Uma foto sem data do advogado Allan Gerson nas Nações Unidas. (Foto de família)

 

Allan Gerson (Samarqanda, Uzbequistão, 19 de junho de 1945 – Washington, D.C., 1° de dezembro de 2019), era um advogado e jurista de Washington que ajudou a ser pioneiro na prática de processar governos estrangeiros nos tribunais dos EUA por cumplicidade com o terrorismo, representando as famílias das vítimas após o atentado de Lockerbie e os ataques terroristas de 11 de setembro.

O Sr. Gerson foi um autor, advogado de prática privada, ex-professor da George Mason University e vice-procurador-geral adjunto do presidente Ronald Reagan, conhecido por representar vítimas de abusos dos direitos humanos e ataques terroristas. Ele também se destacou como fotógrafo, com trabalhos coletados no International Photography Hall of Fame Museum, em St.

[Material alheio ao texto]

PR #4764, opened 2026-08-15
Cache Binance Futures instruments from execution

### LINKED ISSUE #4734: [Binance] Futures execution client fetches instruments on connect but never caches them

Louis, e como designer de joias que transformou parte de sua imagos em broches.

Filho de refugiados judeus da Polônia, ele veio para os Estados Unidos com um nome falso em 1950 e mais tarde identificado como um ex-“sonhador”, comparando-se aos cerca de 700.000 imigrantes indocumentados que chegaram ao país quando crianças e podem em breve estar sujeitos à deportação sob a administração Trump. “Mas, devido às circunstâncias”, escreveu ele em um ensaio de 2017 no The Washington Post, “eu posso estar no lugar deles”.

Como um jovem advogado do Departamento de Justiça, ele perseguiu criminosos de guerra nazistas que imigraram para os Estados Unidos, tornando-se conselheiro sênior de dois embaixadores dos EUA nas Nações Unidas, Jeane J. Kirkpatrick e o general Vernon A. Walters.

Durante todo o tempo, ele sustentou que a lei tinha um papel decisivo nas políticas públicas e nos assuntos internacionais – uma crença que impulsionou sua luta de uma década por justiça para as vítimas do voo 103 da Pan Am, que explodiu sobre Lockerbie, na Escócia, em 21 de dezembro. 1988, a caminho de Nova York a partir de Londres.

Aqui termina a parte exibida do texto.